In gofedf: Goodness of Fit Tests Based on Empirical Distribution Functions
Defines functions
testYourModel
Documented in
testYourModel
#' Apply the Goodness of Fit Test Based on Empirical Distribution Function to
#' Any Likelihood Model.
#'
#' @description This function applies the goodness-of-fit test based on
#' empirical distribution function. It requires certain inputs depending on
#' whether the model involves parameter estimation or not. If the model is
#' known and there is no parameter estimation, the function requires the
#' probability transformed (or pit) values of the sample. This ought to be a
#' numeric vector. If there is parameter estimation in the model, the function
#' additionally requires the score as a matrix with n rows and p columns,
#' where n is the sample size and p is the number of estimated parameters. The
#' function checks if the sum of columns in score is near zero at the
#' estimated parameter (which is assumed to be the maximum likelihood
#' estimate).
#'
#' @param pit The probability transformed (or pit) values of the sample which
#' ought to be a numeric vector.
#'
#' @param score The default value is null and refers to no parameter estimation
#' case. If there is parameter estimation, the score must be a matrix with n
#' rows and p columns, where n is the sample size and p is the number of
#' estimated parameters.
#'
#' @param discretize If \code{TRUE}, the covariance function of \eqn{W_{n}(u)}
#' process is evaluated at some data points (see \code{ngrid} and
#' \code{gridpit}), and the integral equation is replaced by a matrix
#' equation. If \code{FALSE} (the default value), the covariance function is
#' first estimated, and then the integral equation is solved to find the
#' eigenvalues. The results of our simulations recommend using the estimated
#' covariance for solving the integral equation. The parameters \code{ngrid},
#' \code{gridpit}, and \code{hessian} are only relevant when \code{discretize
#' = TRUE}.
#'
#' @param ngrid The number of equally spaced points to discretize the
#' (0,1)interval for computing the covariance function.
#'
#' @param gridpit logical. If \code{TRUE} (the default value), the parameter
#' ngrid is ignored and (0,1) interval is divided based on probability
#' integral transforms or PITs obtained from the sample. If \code{FALSE}, the
#' interval is divided into ngrid equally spaced points for computing the
#' covariance function.
#'
#' @param precision The theory behind goodness-of-fit test based on empirical
#' distribution function (edf) works well if the MLE is indeed the root of
#' derivative of log likelihood function. A precision of 1e-9 (default value)
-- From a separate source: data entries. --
PR #1245, opened 2021-11-03
chore(docs): Fix docs nits like images, headings, and contractions

laurapacilio:
Fixing a few images on the architecture page + a few little nits here and there like inconsistent headings and note format.


schersh (approved):
Looks good to me, thanks!

PR #121, opened 2023-11-08
Regex fix

StRhys:
This is to fix a warning that was a appearing when running `make test`, with the warning being `DeprecationWarning: invalid escape sequence \.`


mikeAdamss (approved):
LGTM

PR #122, opened 2023-11-08
support multiple editions and versions in stubs

mikeAdamss:
addressing some TODO comments that have been around for a while - this PR allows the metadata and csv stub to populate itself more than one edition and version json.

it's literally just "glob all the files" rather than "read _the_ file".

## how to review

- confirm you can make start and make test and the expected things happen.
- sanity check


StRhys (approved):
LGTM

PR #125, opened 2023-11-09
get_publishers()

nimshi89:
adding the `get_publishers()` function


src/store/metadata/oxigraph/store.py
```diff
@@ -258,7 +259,40 @@ def get_publishers(self) -> Optional[Dict]:  # pragma: no cover
...
+        )
+
+        # Serialize the graph into jsonld
+        data = json.loads(result.serialize(format="json-ld"))
+
+        # Use a context file to shape our jsonld, removing long form references
+        data = jsonld.flatten(
+            data, {"@context": constants.CONTEXT, "@type": "hydra:Collection"}
+        )
+
```
SarahJohnsonONS, line 281: Add a comment here so we know to go back and remove this when the context weirdness is resolved

src/store/metadata/oxigraph/store.py
```diff
@@ -258,7 +259,40 @@ def get_publishers(self) -> Optional[Dict]:  # pragma: no cover
...
+        # TODO Fix context weirdness - at the moment, the flatten() method is changing @type to `versions_url`
+        # also adds dcat: to the publishers
+        data["@graph"][0]["@type"] = "hydra:Collection"
+        data["@graph"][0]["publishers"] = data["@graph"][0].pop("dcat:publisher")
+
+        for idx, publisher in enumerate(data["@graph"][0]["publishers"]):
```
SarahJohnsonONS, line 287: Mike said try and avoid using `enumerate` if you can use a comprehension instead, e.g. this works as well:
```
    data["@graph"][0]["publishers"] = [
        self.get_publisher(x["@id"].split("/")[-1])
        for x in data["@graph"]
        if "landing_page" in x.keys()
    ]
    del data["@graph"][0]["dcat:publisher"]
```

src/store/metadata/oxigraph/store.py
```diff
@@ -258,7 +259,40 @@ def get_publishers(self) -> Optional[Dict]:  # pragma: no cover
...
+            publisher_id = publisher["@id"].split("/")[-1]
+            data["@graph"][0]["publishers"][idx] = self.get_publisher(publisher_id)
+        
+        # TODO Update @context so it's not hardcoded
+        data["@graph"][0]["@context"] = "https://staging.idpd.uk/ns#"
+        result = data["@graph"][0]
```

#' is used to check this. A warning message is generated if the score
#' evaluated at MLE is not close enough to zero.
#'
#' @param method a character string indicating which goodness-of-fit statistic
#' is to be computed. The default value is 'cvm' for the Cramer-von-Mises
#' statistic. Other options include 'ad' for the Anderson-Darling statistic,
#' and 'both' to compute both cvm and ad.
#'
#' @return A list of two containing the following components:
#' - Statistic: the value of goodness-of-fit statistic.
#' - p-value: the approximate p-value for the goodness-of-fit test.
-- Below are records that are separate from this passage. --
PR #127, opened 2023-11-10
new branch for verification

SarahJohnsonONS:


src/store/metadata/oxigraph/store.py
```diff
@@ -102,15 +112,95 @@ def get_editions(self, dataset_id: str) -> Optional[Dict]:  # pragma: no cover
...
+        data = jsonld.flatten(
+            data, {"@context": constants.CONTEXT, "@type": "hydra:Collection"}
+        )
+        editions_graph = _get_single_graph_for_field(data, "@type")
+
+        # TODO Fix context weirdness - at the moment, the flatten() method is changing @type to `versions_url` and `editions` to `versions`
+        editions_graph["@type"] = "hydra:Collection"
+        editions_graph["editions"] = editions_graph.pop("versions")
+
+        for idx, edition in enumerate(editions_graph["editions"]):
```
mikeAdamss, line 137: you can use a comprehension for this

```
        editions_graph["editions"] = [
            self.get_edition(dataset_id, x["identifier"]) for x in editions_graph["editions"]
        ]
```

unless there's multiple nested conditions. you can almost always use a comprehension, handy string to have on your bow.

as a rule of thumb in python, use a comprehension until such time as it impacts readability, at which point (for the sake of the next developers sanity) you'll want to iterate.

src/store/metadata/oxigraph/store.py
```diff
@@ -102,15 +112,95 @@ def get_editions(self, dataset_id: str) -> Optional[Dict]:  # pragma: no cover
...
+        result: Graph = construct_editions(graph, dataset_id)
+
+        # Serialize the graph into jsonld
+        data = json.loads(result.serialize(format="json-ld"))
+
+        # Use a context file to shape our jsonld, removing long form references
+        data = jsonld.flatten(
+            data, {"@context": constants.CONTEXT, "@type": "hydra:Collection"}
+        )
+        editions_graph = _get_single_graph_for_field(data, "@type")
```
mikeAdamss, line 131: check if its None and return None if it is please, gotta guard against key errors later on.

src/schemas.py
```diff
@@ -61,6 +61,21 @@ class Distribution(BaseModel):
     table_schema: TableSchema
 
 
+class SummarisedVersion(BaseModel):
+    """
+    A short form schema for Version as presented
+    at the /datasets level
```
mikeAdamss, line 67: /editions level

tests/store/metadata/oxigraph/test_oxigraph_editions.py
```diff
@@ -0,0 +1,29 @@
...
+    schema.
+    """
+
+    store = OxigraphMetadataStore()
+
+    editions = store.get_editions("cpih")
+    editions_schema = schemas.Editions(**editions)
+    assert editions_schema.id == "https://staging.idpd.uk/datasets/cpih/editions"
+    assert editions_schema.type == "hydra:Collection"
+    assert len(editions_schema.editions) == 1
```
mikeAdamss, line 23: can we change this to assert len > 0 please. that way if we update that sample dataset with more editions later on we won't need to update the test.

mikeAdamss (changes requested):
this is looking good, couple of minor comments only.

mikeAdamss (approved):
LGTM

#' if method = 'cvm' or method = 'ad', it returns a numeric value for the
#' statistic and p-value. If method = 'both', it returns a numeric vector with
#' two elements and one for each statistic.
#'
#' @export
#'
#' @import stats
#' @import statmod
#'
#' @examples
#' # Example: Inverse Gaussian (IG) distribution with weights
#'
#' # Set the seed to reproduce example.
#' set.seed(123)
#'
#' # Set the sample size
#' n <- 50
#'
#' # Assign weights
#' weights <- rep(1.5,n)
#'
#' # Set mean and shape parameters for IG distribution.
#' mio <- 2
#' lambda <- 2
#'
#' # Generate a random sample from IG distribution with weighted shape.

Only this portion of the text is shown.